━━ GIVEN INFORMATION
PR #688, opened 2017-05-05
Reduce -Wconversion warnings for sugar code

krlmlr:
2/n.

### DIFF
--- a/inst/include/Rcpp/sugar/functions/strings/trimws.h
+++ b/inst/include/Rcpp/sugar/functions/strings/trimws.h
@@ -133,7 +133,8 @@ inline Vector<STRSXP> trimws(const Vector<STRSXP>& x, const char* which = "both"
 }
 
 inline Matrix<STRSXP> trimws(const Matrix<STRSXP>& x, const char* which = "both") {
-    R_xlen_t i = 0, nr = x.nrow(), nc = x.ncol(), sz = x.size();
+    R_xlen_t i = 0, sz = x.size();
+    int nr = x.nrow(), nc = x.ncol();
     Matrix<STRSXP> res = no_init(nr, nc);
     std::string buffer;
 
--- a/inst/include/Rcpp/sugar/functions/rowSums.h
+++ b/inst/include/Rcpp/sugar/functions/rowSums.h
@@ -63,12 +63,12 @@ inline void incr(Rcomplex* lhs, const Rcomplex& rhs) {
 
 
 inline void div(double* lhs, R_xlen_t rhs) {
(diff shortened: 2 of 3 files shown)


inst/include/Rcpp/sugar/functions/strings/trimws.h
```diff
@@ -133,7 +133,8 @@ inline Vector<STRSXP> trimws(const Vector<STRSXP>& x, const char* which = "both"
 }
 
 inline Matrix<STRSXP> trimws(const Matrix<STRSXP>& x, const char* which = "both") {
-    R_xlen_t i = 0, nr = x.nrow(), nc = x.ncol(), sz = x.size();
+    R_xlen_t i = 0, sz = x.size();
+    int nr = x.nrow(), nc = x.ncol();
```
eddelbuettel: Just double-checking here:  Even with `R_xlen_t`, rows and cols are still `int` in R itself, but number of matrix elements can exceed `int`.  Do I have that correct?

krlmlr: I think that's the way it's implemented currently, see [R-ints](https://cran.r-project.org/doc/manuals/r-devel/R-ints.html#Large-matrices).

coatless: Per https://stat.ethz.ch/R-manual/R-devel/library/base/html/LongVectors.html 

> Arrays (including matrices) can be based on long vectors provided each of their dimensions is at most 2^31 - 1: 

Thus, each value is bigger than `UINT_MAX` 65,535 // 2^16 − 1. The `ULONG_MAX` 4,294,967,295 // 2^32 − 1
 has enough.

eddelbuettel: Me too, was just trying to confirm.  Because otherwise nrow, ncol should not be int here and in Matrix.  

Have a test running with the now-merged PR.  Things take some time of course.

eddelbuettel: Not uint though.  R also used signed ints.

eddelbuettel:
```r
R> .Machine$integer.max
[1] 2147483647
R> 
```

coatless: Quoted the 2byte bounds instead of 4byte blah.

eddelbuettel:
Tests are good so far (just committed for #687) so in it goes with a fresh test.

PR #691, opened 2017-05-08
Reduce -Wconversion warnings

krlmlr:
by using `size_t` instead of `int` for local variables.

3/n, I'm afraid the PRs after this will be more challenging to review...

### DIFF
--- a/inst/include/Rcpp/api/meat/module/Module.h
+++ b/inst/include/Rcpp/api/meat/module/Module.h
@@ -23,12 +23,12 @@
 namespace Rcpp {
 
     inline List Module::classes_info(){
-	    int n = classes.size() ;
+	    size_t n = classes.size() ;
 	    CharacterVector names(n) ;
 	    List info(n);
 	    CLASS_MAP::iterator it = classes.begin() ;
 	    std::string buffer ;
-	    for( int i=0; i<n; i++, ++it){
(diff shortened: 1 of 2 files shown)


eddelbuettel:
> I'm afraid the PRs after this will be more challenging to review...

Maybe let's discuss them more here on issues or on the list?   Or we keep'em in branches and don't immediately PR?  Other ideas?

krlmlr:
I could do a "for-discussion" PR in my own repo to reduce clutter here.

kevinushey:
LGTM

eddelbuettel:
@kevinushey @krlmlr when you have a moment, can you check package hBayesDM?  Something have changed there in its dependencies, but for Rcpp 0.12.10 (as on CRAN) and our master, my builds (simple R CMD INSTALL) goes crazy and completely hogs my (big-ish) machine at work.  I killed the tests by the time the load gets to 30 ...

I don't think it is us. I may just skip the package going forward.

kevinushey:
This is presumedly with the CRAN version of `hBayesDM`? I'll see if I can reproduce...

kevinushey:
I see the same thing on macOS -- `clang` is just sitting there chomping up CPU and gobbling up more and more memory (at 2.5GB now).

I suspect that whatever the issue is, it's independent of Rcpp.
━━━━
Exactly as they appear above, print all the entries.

PR #688, opened 2017-05-05
Reduce -Wconversion warnings for sugar code

krlmlr:
2/n.

### DIFF
--- a/inst/include/Rcpp/sugar/functions/strings/trimws.h
+++ b/inst/include/Rcpp/sugar/functions/strings/trimws.h
@@ -133,7 +133,8 @@ inline Vector<STRSXP> trimws(const Vector<STRSXP>& x, const char* which = "both"
 }
 
 inline Matrix<STRSXP> trimws(const Matrix<STRSXP>& x, const char* which = "both") {
-    R_xlen_t i = 0, nr = x.nrow(), nc = x.ncol(), sz = x.size();
+    R_xlen_t i = 0, sz = x.size();
+    int nr = x.nrow(), nc = x.ncol();
     Matrix<STRSXP> res = no_init(nr, nc);
     std::string buffer;
 
--- a/inst/include/Rcpp/sugar/functions/rowSums.h
+++ b/inst/include/Rcpp/sugar/functions/rowSums.h
@@ -63,12 +63,12 @@ inline void incr(Rcomplex* lhs, const Rcomplex& rhs) {
 
 
 inline void div(double* lhs, R_xlen_t rhs) {
(diff shortened: 2 of 3 files shown)


inst/include/Rcpp/sugar/functions/strings/trimws.h
```diff
@@ -133,7 +133,8 @@ inline Vector<STRSXP> trimws(const Vector<STRSXP>& x, const char* which = "both"
 }
 
 inline Matrix<STRSXP> trimws(const Matrix<STRSXP>& x, const char* which = "both") {
-    R_xlen_t i = 0, nr = x.nrow(), nc = x.ncol(), sz = x.size();
+    R_xlen_t i = 0, sz = x.size();
+    int nr = x.nrow(), nc = x.ncol();
```
eddelbuettel: Just double-checking here:  Even with `R_xlen_t`, rows and cols are still `int` in R itself, but number of matrix elements can exceed `int`.  Do I have that correct?

krlmlr: I think that's the way it's implemented currently, see [R-ints](https://cran.r-project.org/doc/manuals/r-devel/R-ints.html#Large-matrices).

coatless: Per https://stat.ethz.ch/R-manual/R-devel/library/base/html/LongVectors.html 

> Arrays (including matrices) can be based on long vectors provided each of their dimensions is at most 2^31 - 1: 

Thus, each value is bigger than `UINT_MAX` 65,535 // 2^16 − 1. The `ULONG_MAX` 4,294,967,295 // 2^32 − 1
 has enough.

eddelbuettel: Me too, was just trying to confirm.  Because otherwise nrow, ncol should not be int here and in Matrix.  

Have a test running with the now-merged PR.  Things take some time of course.

eddelbuettel: Not uint though.  R also used signed ints.

eddelbuettel:
```r
R> .Machine$integer.max
[1] 2147483647
R> 
```

coatless: Quoted the 2byte bounds instead of 4byte blah.

eddelbuettel:
Tests are good so far (just committed for #687) so in it goes with a fresh test.

PR #691, opened 2017-05-08
Reduce -Wconversion warnings

krlmlr:
by using `size_t` instead of `int` for local variables.

3/n, I'm afraid the PRs after this will be more challenging to review...

### DIFF
--- a/inst/include/Rcpp/api/meat/module/Module.h
+++ b/inst/include/Rcpp/api/meat/module/Module.h
@@ -23,12 +23,12 @@
 namespace Rcpp {
 
     inline List Module::classes_info(){
-	    int n = classes.size() ;
+	    size_t n = classes.size() ;
 	    CharacterVector names(n) ;
 	    List info(n);
 	    CLASS_MAP::iterator it = classes.begin() ;
 	    std::string buffer ;
-	    for( int i=0; i<n; i++, ++it){
(diff shortened: 1 of 2 files shown)


eddelbuettel:
> I'm afraid the PRs after this will be more challenging to review...

Maybe let's discuss them more here on issues or on the list?   Or we keep'em in branches and don't immediately PR?  Other ideas?

krlmlr:
I could do a "for-discussion" PR in my own repo to reduce clutter here.

kevinushey:
LGTM

eddelbuettel:
@kevinushey @krlmlr when you have a moment, can you check package hBayesDM?  Something have changed there in its dependencies, but for Rcpp 0.12.10 (as on CRAN) and our master, my builds (simple R CMD INSTALL) goes crazy and completely hogs my (big-ish) machine at work.  I killed the tests by the time the load gets to 30 ...

I don't think it is us. I may just skip the package going forward.

kevinushey:
This is presumedly with the CRAN version of `hBayesDM`? I'll see if I can reproduce...

kevinushey:
I see the same thing on macOS -- `clang` is just sitting there chomping up CPU and gobbling up more and more memory (at 2.5GB now).

I suspect that whatever the issue is, it's independent of Rcpp.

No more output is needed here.